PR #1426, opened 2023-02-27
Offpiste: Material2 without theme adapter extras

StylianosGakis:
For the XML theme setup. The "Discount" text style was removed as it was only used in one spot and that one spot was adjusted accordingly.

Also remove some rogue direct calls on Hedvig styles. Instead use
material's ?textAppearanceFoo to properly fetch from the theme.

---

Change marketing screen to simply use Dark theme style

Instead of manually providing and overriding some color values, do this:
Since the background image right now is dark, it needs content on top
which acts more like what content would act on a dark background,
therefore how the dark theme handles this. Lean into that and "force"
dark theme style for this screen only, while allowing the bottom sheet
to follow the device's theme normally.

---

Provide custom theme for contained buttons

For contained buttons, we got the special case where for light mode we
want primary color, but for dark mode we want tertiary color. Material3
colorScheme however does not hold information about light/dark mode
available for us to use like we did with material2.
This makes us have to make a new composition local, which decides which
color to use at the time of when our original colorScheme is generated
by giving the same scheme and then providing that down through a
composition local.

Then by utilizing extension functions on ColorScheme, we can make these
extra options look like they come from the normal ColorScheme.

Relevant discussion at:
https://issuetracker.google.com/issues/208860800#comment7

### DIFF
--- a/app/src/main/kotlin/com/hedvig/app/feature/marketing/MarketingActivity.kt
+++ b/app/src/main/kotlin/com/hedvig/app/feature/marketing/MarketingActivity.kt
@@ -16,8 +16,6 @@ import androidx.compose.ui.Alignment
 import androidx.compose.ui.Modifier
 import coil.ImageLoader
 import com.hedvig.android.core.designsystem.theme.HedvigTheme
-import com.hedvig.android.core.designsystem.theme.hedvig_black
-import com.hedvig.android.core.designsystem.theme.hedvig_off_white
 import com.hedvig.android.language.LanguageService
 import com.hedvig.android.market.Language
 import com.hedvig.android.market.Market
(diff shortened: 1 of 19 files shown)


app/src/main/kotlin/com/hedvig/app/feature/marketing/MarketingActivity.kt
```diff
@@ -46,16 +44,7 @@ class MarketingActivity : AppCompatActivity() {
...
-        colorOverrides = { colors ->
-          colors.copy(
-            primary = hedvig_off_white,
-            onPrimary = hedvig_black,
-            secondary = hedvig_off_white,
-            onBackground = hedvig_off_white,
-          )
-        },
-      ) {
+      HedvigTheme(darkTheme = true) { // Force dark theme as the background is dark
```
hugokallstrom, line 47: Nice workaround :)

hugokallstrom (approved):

== == ==

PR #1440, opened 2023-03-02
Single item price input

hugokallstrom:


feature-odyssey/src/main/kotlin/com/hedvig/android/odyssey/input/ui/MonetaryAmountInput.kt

== == ==

**Problem details**
Across all the entries, count the lines that contain "mode", and state nothing but the total.

**Written solution**
3